Een witte verf is wellicht nog niet met aanvullende pigmenten gekleurd, maar toch een van de moeilijkste opgaven voor een verffabrikant.
Moderne verfmengsystemen gaan ook in tegenstelling tot wat veel mensen denken, lang niet altijd uit van een witte "basisverf".
De basisverf bestaat ruwweg uit bindmiddelen, vulmiddelen en pigmenten.
Daar komen voor sommige verfsoorten nog oplosmiddelen, vloeimiddelen, droogmiddelen en dispersiemiddelen bij.

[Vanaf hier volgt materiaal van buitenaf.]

PR #1207, opened 2023-06-15
Update readmes and fix some yaml inconsistencies

Ancairon:
@ilyam8 please check dnsmasq_dhcp and if you agree with the scope description let me know to make the readme too.

### DIFF
--- a/modules/dnsdist/README.md
+++ b/modules/dnsdist/README.md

De kleur en de dekking moet komen van de pigmenten, maar bij veel goedkopere verven is een groot deel van die taak weggelegd voor de vulstoffen, omdat die ook een basiskleur hebben.
Om een zuiver witte basisverf te krijgen, moet er dus een zuiver wit pigment gebruikt worden, of een combinatie van vulmiddelen/pigmenten die dat zuiver wit zo goed mogelijk benaderd.

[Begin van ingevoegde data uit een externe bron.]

PR #1232, opened 2023-07-07
Update cassandra yaml

Ancairon:
Make cassandra yaml into new structure, mainly to have an example, and to get a feeling for how it is filling it in


modules/cassandra/metadata.yaml
```diff
@@ -168,142 +212,192 @@ metrics:
...
         - name: cassandra.storage_exceptions_rate
+          availability: []
           description: Storage exceptions rate
           unit: exceptions/s
+          chart_type: line
           dimensions:
             - name: storage
     - name: thread pool
-      description: Metrics related to Cassandra's thread pools. Each thread pool provides its own set of the following metrics.
+      description: ''
```
ilyam8, line 371: ?

Ancairon: well, just forgot that, will add it back in

modules/cassandra/metadata.yaml
```diff
@@ -168,142 +212,192 @@ metrics:
...
             - name: pending
         - name: cassandra.thread_pool_blocked_tasks_count
+          availability: []
           description: Blocked tasks
           unit: tasks
+          chart_type: line
           dimensions:
             - name: blocked
         - name: cassandra.thread_pool_blocked_tasks_rate
+          availability: []
```
ilyam8, line 398: I think `availability` can be optional at this level.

Een bijzonder nuttig pigment is titaanwit, dat naast vrijwel wit, ook zeer goed dekkend is. Het is echter wel duur, en wordt in goedkopere verven vaak voor een groot gedeelte vervangen door krijt, een goedkoop vulmiddel. Vroeger werd loodwit gebruikt, maar door de hoge giftigheid is dat al heel lang niet meer toegestaan. Een ander wit pigment dat nog wel gebruikt wordt is zinkwit - dat is zelfs nog witter dan titaanwit ( dat een heel lichte warmgele gloed heeft ) maar is nauwelijks dekkend.
Goedkopere verven maken vaak gebruik van een licht blauwzweem om "witter" te lijken - onwillekeurig associeren we blauw met koel,helder.

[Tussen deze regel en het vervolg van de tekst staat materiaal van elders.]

PR #1241, opened 2023-07-17
Yaml updates

Ancairon:
will mark ready when bugfix is ran for the other ready yamls.

### DIFF
--- a/modules/consul/metadata.yaml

Het kan ook helpen om de lichte geeltint die veel bindmiddelen van zichzelf hebben te compenseren. Dat gaat overigens wel altijd enigszins ten koste van de helderheid.
"Optische witmiddelen" in wasmiddelen maken ook gebruik van dit effect - het zijn feitelijk héél kleine blauwe pigmentdeeltjes, waardoor de witte delen "helderder" lijken.
Vandaar dat we een zuiver wit vaak als iets geliger en warmer ervaren dan een "koele" witte kleur.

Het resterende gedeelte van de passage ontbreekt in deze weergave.